The speaker closed by identifying some considerations to shave days from the outage schedule, including these:

    • Consider a rotor swap rather than a shop visit.
    • Provide onsite capability for coating compressor blades.
    • Review lessons learned and implement optimized findings into your plans.
    • Swap out burners, valves, etc.
    • Focus on enhanced project management techniques.

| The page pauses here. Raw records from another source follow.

PR #1123, opened 2020-06-16
Nested set build task changes, refs #13357 and #13358

jraddaoui:


lib/task/propel/propelBuildNestedSetTask.class.php
```diff
@@ -65,10 +66,26 @@ public function execute($arguments = array(), $options = array())
       'menu' => 'QubitMenu'
     );
 
+    $excludeTables = array();
+
+    if (!empty($options['exclude-tables']))
+    {
+      $excludeTables = explode(',', $options['exclude-tables']);
```
djjuhasz: Suggestion: It might be worth wrapping this in a `trim()` to remove leading or trailing whitespace in the list.

djjuhasz: Oh, it's an array - so I guess it would have to use `array_map()` or similar to remove white space.

djjuhasz (approved):
Looks good!  I made one suggestion, but it's not a blocker.

lib/task/propel/propelBuildNestedSetTask.class.php
jraddaoui: Good call @djjuhasz, thanks!

PR #1124, opened 2020-06-17
Add option to cache only DC or EAD, refs #13361

tw4l:
Implemented with --format flag for cache:xml-representations task.

This option is permissive, so --format=dc or --format=ead will produce only DC or EAD XML, respectively, and omitting the flag or using an invalid value like --format=nonesuch will produce both DC and EAD XML, as before.

### DIFF
--- a/lib/QubitInformationObjectXmlCache.class.php
+++ b/lib/QubitInformationObjectXmlCache.class.php
@@ -59,25 +59,29 @@ class QubitInformationObjectXmlCache
   }
 
   /**
-   * Export information object to EAD (if top-level) and DC.
+   * Export information object to EAD (if top-level) and/or DC.
    *
    * @param object  information object instance to export
+   * @param string  format of XML ('dc' or 'ead')
    *
    * @return null
    */
-  public function export($resource)
+  public function export($resource, $format = null)
   {
     // Only cache top-level information object's EAD XML
-    if ($resource->parentId == QubitInformationObject::ROOT_ID)
+    if ($resource->parentId == QubitInformationObject::ROOT_ID && $format !== 'dc')
     {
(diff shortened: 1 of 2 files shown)


lib/task/arCacheDescriptionXmlTask.class.php
```diff
@@ -57,7 +58,7 @@ private function exportAll($options)
     $logger->log('Caching XML representations of information objects...');
 
     $cache = new QubitInformationObjectXmlCache(array('logger' => $logger));
-    $cache->exportAll(array('skip' => $options['skip'], 'limit' => $options['limit']));
+    $cache->exportAll(array('skip' => $options['skip'], 'limit' => $options['limit'], 'format' => $options['format']));
```
jraddaoui, line 61: I think the other options won't affect the `exportAll` function so it may be better to use `$options` directly. Not a big deal for sure.

lib/QubitInformationObjectXmlCache.class.php
```diff
@@ -59,25 +59,29 @@ protected function createExportDestinationDirs()
...
-   * Export information object to EAD (if top-level) and DC.
+   * Export information object to EAD (if top-level) and/or DC.
    *
    * @param object  information object instance to export
+   * @param string  format of XML ('dc', 'ead', or 'all')
    *
    * @return null
    */
-  public function export($resource)
+  public function export($resource, $format = 'all')
```
jraddaoui: I'd prefer `null` instead of `'all'`, I think it would have been easier to process. Same, not a big deal at this point.

jraddaoui (approved):
Thanks @tw4l!

This looks good to me, just a couple of comments (feel free to ignore them). I'd wait to merge until the ticket gets confirmation for the 2.6 release.

PR #1125, opened 2020-06-17
CSV import fixes, refs #13352, #13354 and #13355

jraddaoui:
Requires https://github.com/artefactual/atom/pull/1123 and https://github.com/artefactual/atom/pull/1127, the last one only if STRICT_TRANS_TABLES is enabled in the `sql_mode`.

Read commit messages for more info.

### DIFF
--- a/lib/QubitFlatfileImport.class.php
+++ b/lib/QubitFlatfileImport.class.php
@@ -1542,7 +1542,7 @@ class QubitFlatfileImport
 
     $note->content = $this->content($text);
     $note->culture = $this->columnValue('culture');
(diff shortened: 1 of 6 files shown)


mcantelon:
Looks good to me! Maybe at some point we should get rid of the indexing/nested set uping logic in `lib/QubitFlatfileImport.class.php` if it's suboptimal.

mcantelon (approved):
Looks good to me! Maybe at some point we should get rid of the indexing/nested set uping logic in `lib/QubitFlatfileImport.class.php` if it's suboptimal.

djjuhasz (approved):
Looks great @jraddaoui! :shipit:

PR #1126, opened 2020-06-17
Increase treeview items per page max, refs #13320

djjuhasz:
- Add config/app.yml variable for maximum allowed "items per page" value
  for the fullwidth treeview with a default value of 10 000
- Use the "treeview_items_per_page_max" config variable for the treeview
  settings page help text and form validation
- Use the symfony number_format() function to localize digit grouping
- If "treeview_items_per_page_max" var is not set, default to a max of 10 000


jraddaoui (approved):
Nice!

PR #1127, opened 2020-06-17
Allow null values on lft/rgt columns, refs #13331

jraddaoui:
Needed when STRICT_TRANS_TABLES is enabled in the sql_mode
to run CSV import and other processes that create IOs, terms or
menus with the nested set updates disabled.


djjuhasz (approved):
Oof, good fix @jraddaoui.  LGTM!

jraddaoui:
Thanks @djjuhasz! :)

PR #1185, opened 2020-09-02
Add repo upload limits setting, refs #13411

djjuhasz:
- Create a new "Uploads" setting page, and move three existing settings
  from the "Global" page
- Add a setting to allow disabling per repository "Upload limits"
- Don't load the "Upload limits" component when it is disabled in the
  settings
- Move the QubitAcl check for displaying the `uploadLimit` component
  from the `_contextMenu.php` template to the `uploadLimit` controller
- Cosmetic: Sort settings menu array alphabetically by label
- Add additional comments


mcantelon (approved):
Looks good!

PR #1186, opened 2020-09-03
Fix for running single migrations, refs #13368

mcantelon:


lib/task/migrate/arUpgradeSqlTask.class.php
```diff
@@ -336,7 +336,7 @@ protected function updateDatabaseVersion($version)
    * @param int $previousMilestone  Previous milestone
    * @param int $currentMilestone  Current milestone
    */
-  private function runMigrationsInDirectory($migrationsDirectory, $previousMilestone, $currentMilestone)
+  private function runMigrationsInDirectory($version, $migrationsDirectory, $previousMilestone, $currentMilestone)
```
replaceafill, line 342: Add `$version` to the `@param`s list?

replaceafill (commented):
I tested your branch and I can now upgrade to the latest version. However the task output seems to be printing the current version (186 in my case) and not the migrated one (it should be 188 for me).

replaceafill (approved):
Tested the last commit and everything works as expected! :shipit:

PR #1187, opened 2020-09-10
Get digital object count from ES, refs #13415

djjuhasz:
- Query the Elasticsearch index to get a count of descendant digital
  objects instead of a slow database query
- Wrap long lines


mcantelon (approved):
Good solution! Good looks clean as a whistle!

PR #1188, opened 2020-09-15
Remove user admin options for CAS, refs #13413

tw4l:
This commit removes AtoM user management UI options that are made redundant by CAS authentication when the `arCasPlugin` is enabled. This includes the Reset password link, the option to create new users from within the AtoM GUI, and the option to the username, email, and password fields from the Edit user screen. Other Edit profile options such as marking users as active or inactive, API key generation, translation languages, and group management are retained.

When the `arCasPlugin`'s `set_groups_from_attributes` is enabled, user groups are reset on each login based on values in CAS attributes and so any changes made to group membership in the AtoM GUI will be nullified the next time the user logs in. This should be noted in the AtoM docs. See: https://github.com/artefactual/atom-docs/pull/162.

Connected to https://projects.artefactual.com/issues/13413

### DIFF
--- a/plugins/arCasPlugin/modules/user/actions/editAction.class.php
+++ b/plugins/arCasPlugin/modules/user/actions/editAction.class.php
@@ -1,0 +1,315 @@
+<?php
+
+/*
+ * This file is part of the Access to Memory (AtoM) software.
+ *
+ * Access to Memory (AtoM) is free software: you can redistribute it and/or modify
+ * it under the terms of the GNU Affero General Public License as published by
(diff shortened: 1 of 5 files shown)


sbreker:
Looks great Tessa! I think this strategy makes sense (to override these controllers and templates to create CAS-ified user maintenance screens). This keeps the CAS specific logic self contained in the plugin!

sbreker (approved):
👍

tw4l:
Merged as https://github.com/artefactual/atom/commit/2a65e665ee01560f577737af603c1b8687e57a23, closing manually.

PR #1190, opened 2020-09-17
Fix repeated rows in CSV export, refs #13395

djjuhasz:
- getDescendantsForExport() was being called recursively for each
  descendant, exponentially increasing the number of rows exported
  for information object CSV exports with descendants
- Normalize export progress log code
- Log number of items found (without descendants) at start of the job
  to help debugging

### DIFF
--- a/lib/job/arExportJob.class.php
+++ b/lib/job/arExportJob.class.php
@@ -27,6 +27,9 @@
 
 class arExportJob extends arBaseJob
 {
+  // Log progress every n rows
+  const LOG_INTERVAL = 100;
+
   // Child class should set this if creating user downloads
   protected $downloadFileExtension = null;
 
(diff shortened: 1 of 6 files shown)


lib/job/arExportJob.class.php
```diff
@@ -364,4 +367,19 @@ protected function getUniqueFilename($filepath)
       $pathinfo['extension']
     );
   }
+
+  /**
+   * Log export progress every LOG_INTERVAL rows
```
mcantelon: Nitpick: maybe add the cache clearing to the description of the function.

mcantelon (approved):
Nice PR! Other than one comment nitpick, seems good to go!

lib/job/arExportJob.class.php
djjuhasz: Done!

PR #1191, opened 2020-09-18
Fix error viewing actor with DO, refs #13388

djjuhasz:
Fix 500 error when authenticated and viewing an actor with a digital
object.  Actors will never have Archivematica AIP digital object
metadata (i.e. original file and preservation copy) so avoid checking
if these metadata exist.

### DIFF
--- a/apps/qubit/modules/digitalobject/actions/metadataComponent.class.php
+++ b/apps/qubit/modules/digitalobject/actions/metadataComponent.class.php
@@ -98,9 +98,16 @@ class DigitalObjectMetadataComponent extends sfComponent
     // Statement shown as the Permissions field for preservation copies
     $this->accessStatement = $this->getPreservationSystemAccessStatement();
 
-    // What metadata sections should be shown
-    $this->showOriginalFileMetadata = $this->setOriginalFileShowProperties();
-    $this->showPreservationCopyMetadata = $this->setPreservationCopyShowProperties();
+    // Determine which metadata sections should be shown
+    if ($this->relatedToIo)
+    {
+      // Only an information object can have Archivematica "original file" and
+      // "preservation copy" metadata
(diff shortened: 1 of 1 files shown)


apps/qubit/modules/digitalobject/actions/metadataComponent.class.php
```diff
@@ -61,10 +61,15 @@ public function execute($request)
     $this->referenceCopyDenyReason = false;
     $this->thumbnailCopyDenyReason = false;
 
-    // Group permissions always control access to AtoM's representations if the digital object is related to an actor
-    if ($this->relatedToActor && QubitAcl::check($this->resource->object, 'read'))
```
replaceafill: Maybe I misunderstood how permissions work, but if we remove the `QubitAcl::check` doesn't that mean we can't limit access anymore? I think I picked up that logic for actors from the `Must have read privileges to view` comment (and related changes) in https://github.com/artefactual/atom/commit/77f91b2909f276950ae295b55cbb8fdce589dbdc

replaceafill (commented):
Thanks for catching this @djjuhasz. The change looks good to me, but I left a question regarding permissions for actors.

apps/qubit/modules/digitalobject/actions/metadataComponent.class.php
replaceafill: Oh, following the permissions checks a bit in the code. Maybe the check is irrelevant because if you don't have `read` permissions on an actor you're not even supposed to be accessing its index view?

djjuhasz: After carefully considering and reviewing the digital object permissions, I have come to the conclusion I don't want to touch them with a 10 foot pole. 😆   

I'll remove this change from the PR, and resubmit. 😅

replaceafill (approved):
:shipit:

PR #1192, opened 2020-09-18
Fix generate identifier counter, refs #13418

jraddaoui:
Add "usingMask" input even when the identifier mask is not enabled as
this field is modified when the "Generate identifier" link is used to
indicate that the counter needs to be incremented.


djjuhasz (approved):
Looks good. :)

PR #1194, opened 2020-09-21
Fix EAC descriptive note display, refs #13421

jraddaoui:
Mixing a tag and the content in the `render_value` call breaks the XML
output and it's not necessary as `render_value` already adds the
paragraph tags.


djjuhasz (approved):
Looks good to me! 👍

jraddaoui:
Thanks @djjuhasz!

PR #1196, opened 2020-09-22
Hide AIP Download links, refs #13351

sbreker:
This commit fixes an issue where the aip and file download links
were still being displayed for authenticated users even when the
arStorageService security.yml credentials should prevent this.

A check has been added to prevent display of these download links
when a user's group is not in the credentials section of the
arStorageService plugin security.yml file.

### DIFF
--- a/apps/qubit/modules/digitalobject/templates/_metadata.php
+++ b/apps/qubit/modules/digitalobject/templates/_metadata.php
@@ -66,7 +66,7 @@
               <?php echo render_show(
                 __('AIP UUID'),
                 render_value($resource->object->aipUUID),
-                 array('fieldLabel' => 'aipUUID')
+                array('fieldLabel' => 'aipUUID')
               ) ?>
             <?php endif; // arStorageService is disabled ?>
           <?php endif; ?>
--- a/plugins/arStorageServicePlugin/modules/arStorageService/templates/_aipDownload.php
+++ b/plugins/arStorageServicePlugin/modules/arStorageService/templates/_aipDownload.php
@@ -2,10 +2,12 @@
     <h3><?php echo __('File UUID') ?></h3>
     <div class="aip-download">
         <?php echo render_value_inline($resource->object->objectUUID) ?>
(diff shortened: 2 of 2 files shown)


apps/qubit/modules/digitalobject/actions/metadataComponent.class.php
```diff
@@ -36,6 +36,8 @@ public function execute($request)
     $this->storageServicePluginEnabled = (
       $this->context->getConfiguration()->isPluginEnabled('arStorageServicePlugin')
       && arStorageServiceUtils::getAipDownloadEnabled()
+      && $this->user->checkModuleActionAccess('arStorageService', 'download')
+      && $this->user->checkModuleActionAccess('arStorageService', 'extractFile')
```
djjuhasz: Is it necessary to check for both "download" and "extractFile" permissions? I would expect checking for 'download' authorization to be sufficient.

djjuhasz (commented):
One question @sbreker :)

apps/qubit/modules/digitalobject/actions/metadataComponent.class.php
sbreker: This is because there are two plugin actions to protect and they _could_ be configured independently in the security.yml file (This code is using the security.yml file to determine user access): 

https://github.com/artefactual/atom/blob/qa/2.x/plugins/arStorageServicePlugin/modules/arStorageService/config/security.yml

I am checking both because the component being protected will display both download links.

djjuhasz: @sbreker I think it would be better to make the secuirty.yml checks specific to the relevant link then, rather then disabling both links when only one is authorized.

sbreker: @djjuhasz Good idea! See new commit - I have moved the checks into the Storage Service plugin WebUI component. This allows individual config of the two download links (see commit message).

djjuhasz (approved):
Looks good @sbreker 👍

PR #1197, opened 2020-09-29
Create plugin i18n folders, refs #13426

sbreker:
This commit ensures that plugin folders contain an i18n folder
before extracting strings from AtoM. It fixes an error where AtoM's
i18n extract task was failing if a plugin did not contain an i18n
folder.


jraddaoui (approved):
Looks good!

`i18n-create-missing-plugin-i18n-folders` may be an easier name, but not a big deal of course.

PR #1198, opened 2020-09-29
i18n rectify plugin fix, refs #13427

sbreker:
Update AtoM's i18n rectify task to allow an existing translation to be
overwritten when updated translations are imported from Weblate.

### DIFF
--- a/lib/task/i18n/i18nRectifyTask.class.php
+++ b/lib/task/i18n/i18nRectifyTask.class.php
@@ -99,7 +99,7 @@ EOF;
       {
         foreach ($translations as $key => &$value)
         {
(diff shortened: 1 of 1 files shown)


lib/task/i18n/i18nRectifyTask.class.php
```diff
@@ -99,7 +99,7 @@ public function execute($arguments = array(), $options = array())
       {
         foreach ($translations as $key => &$value)
         {
-          if (0 == strlen(trim($value[0])) && isset($currentMessages[$key]))
+          if (isset($currentMessages[$key]))
```
jraddaoui, line 102: (╯°□°）╯︵ ┻━┻

jraddaoui (approved):
Thanks!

Inspection findings were reviewed by an engineer from a major generator. A summary follows:

    • Minor inspection revealed TBC loss and some oxidation of the protective layer on the pressure side of two first-stage turbine blades, which were replaced.
    • Linear crack indication on the platform of one second-stage blade, also replaced.
    • Bearing balls found missing on one side of the turning-gear pinion. It was replaced.
    • Lift-oil pump failure was characterized by black-colored oil, metallic chips in the filter, and coupling damage. After failed parts were replaced, oil was run through the filter until clean.

Extended HGP inspections on the gas turbines for one 2 × 1 combined-cycle block (nearly 68k EOH/314 starts) at a two-block plant revealed the following:

    • Compressor bearing reverse thrust pads were found scored to a depth of 0.4 mm; coking was in evidence.
    • All vanes were removed for NDE, two were replaced because of excessive caulking clearances, IGVs and first- and second-stage vanes were recoated, compressor blades in Rows 1-4 were recoated on the leading edges of the airfoils, some new tiles were required.

During recommissioning, new KV curve settings were required for gas control valves, newly implemented logic called for in product bulletins presented problems, compressor bearing temperature came in higher than expected, the baseload power output was lower than expected, a unit trip was experienced during a switch-over from diffusion oil mode to fuel gas.

The second combined cycle at the plant went through its extended HGP inspection the following year with some of the same findings identified with the first block—such as replacement of a few blades and vanes in the compressor, coating fix on compressor blades. Recommissioning of Block 2 also was similar to that of Block 1.